Aarav didn’t deny it.


Later that Evening

Chandini returned from college, her heart pounding as she stepped into her room.

A new bouquet lay on her bed.

Roses. Blood red. No card. No name.

She didn’t need one.

Another text came in seconds later.

> "Your room looks prettier when you smile. You should do that more."

Her eyes widened.

He was watching her. Again.

A chill ran down her spine. But this time... she didn’t run.


Late night, Veer & Meher’s private penthouse

The air shimmered with silence, heavy and charged, as moonlight filtered in through the floor-to-ceiling windows. The city below was a blur of noise and lights, but inside their penthouse — the world belonged only to them.

Meher stood by the glass, her silk robe clinging to her curves, a glass of red wine untouched in her hand. Her mind was busy — calculating, plotting, ruling her empire even in the silence of the night.

But the moment she sensed his presence, her thoughts scattered like smoke.

Veer walked in slowly, shirt unbuttoned, sleeves rolled up, shadows dancing across the sharp lines of his jaw. There was something in his eyes — not the strategist, not the mafia king — just a man looking at the woman he couldn't breathe without.

"You’re still awake," he said softly, voice low and rich.

"Can’t sleep," she replied, her tone as cool as the glass in her hand. But her fingers trembled slightly. He always made her pulse forget how to behave.

He walked to her, every step deliberate. "Too much on your mind?"

"Always."

"Then let me help you forget."

She didn’t resist when he took the glass from her hand and placed it on the table. He slipped behind her, pulling her against his chest, his breath grazing her neck.

"You rule empires, Meher. But I rule you," he whispered, his voice filled with something dark and possessive.

"And yet, you fall apart the second I look at you," she shot back, her smirk hidden in the reflection of the glass.

His hands slid to her waist, fingers splaying over her stomach, tugging her closer until there was no space between them.

"Look at me."

She turned slowly, facing him — eyes challenging, lips parted, heartbeat erratic.

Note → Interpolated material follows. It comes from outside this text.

PR #102, opened 2017-11-30
Add external-url configuration settting

darabos:
For https://issues.jboss.org/browse/KEYCLOAK-5954.

This setting makes it possible to override the scheme/hostname/port of the redirection. Very useful if your server is behind a reverse proxy.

He cupped her jaw, thumbs brushing over her cheekbones. "I missed you."

"You saw me this morning."

"Still missed you."

His lips hovered over hers, breath mixing — and then, he kissed her.

It wasn't gentle.

It was messy, demanding, full of suppressed hunger and maddening obsession. She gripped his shirt, tugging him closer as he walked her backward, lips never leaving hers. Her robe slipped off her shoulder as his hand explored the soft curve of her back.

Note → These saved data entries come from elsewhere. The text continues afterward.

PR #103, opened 2017-12-06
KEYCLOAK-5823 Fix access token automatic refresh

foo4u:
Attempt to refresh the access token before doing grant validation if the client is not bearer-only.

### DIFF
--- a/middleware/auth-utils/grant-manager.js
+++ b/middleware/auth-utils/grant-manager.js
@@ -241,28 +241,39 @@ GrantManager.prototype.createGrant = function createGrant (rawData) {
   let grantData = rawData;
   if (typeof rawData !== 'object') grantData = JSON.parse(grantData);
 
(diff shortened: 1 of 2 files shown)


abstractj:
@foo4u thanks for your PR, but I'm afraid that this must wait.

"You drive me insane," he muttered against her lips.

"And yet, you keep coming back."

"Because I belong nowhere else but here," he growled, lifting her in one swift motion. Her legs wrapped around him instinctively as he carried her to the bedroom, never breaking the kiss, his hands worshipping every inch of her body.

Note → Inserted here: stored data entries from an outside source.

PR #106, opened 2018-01-02
KEYCLOAK-5823 Fix service calls

foo4u:
Fix regression causing service calls to clients not configured as bearer-only to fail.

This change makes Keycloak Connect behave similarly to Keycloak's Java adapters when a token is requested and but a refresh token is not present.

### DIFF
--- a/.gitignore
+++ b/.gitignore
@@ -6,6 +6,7 @@
 node_modules/
 keycloak-*
 !keycloak-*.json
+!keycloak-connect-rest-mixed-client-spec.js
 !keycloak-connect-test.js
 !keycloak-object-test.js
 !keycloak-fixture.json
--- a/index.js
+++ b/index.js
@@ -254,7 +254,6 @@ Keycloak.prototype.getGrant = function (request, response) {
   if (grantData && !grantData.error) {
     var self = this;
     return this.grantManager.createGrant(JSON.stringify(grantData))
-    .then(grant => { return this.grantManager.ensureFreshness(grant); })
     .then(grant => {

He laid her on the bed with reverence and fire — as if placing his heart down with her.

Meher’s breath hitched as his fingers teased along her thigh, slipping beneath the silk of her robe, stroking her skin with slow, calculated control. Her lips parted, eyes fluttering shut as he trailed kisses down her neck, to her collarbone — slow, torturous, obsessed.

"I want to feel you fall apart under my hands," he whispered into her skin, voice rough with need.

"And what makes you think I won’t make you fall first?" she replied, voice trembling with both desire and power.

He smiled — that rare smile only she ever got to see — and kissed her like she was his first sin and last salvation.

The room faded into shadows and shivers. Nothing existed beyond their shared breath, tangled limbs, and the quiet gasp of two people who had burned the world to rule it — and now, burned each other to stay alive.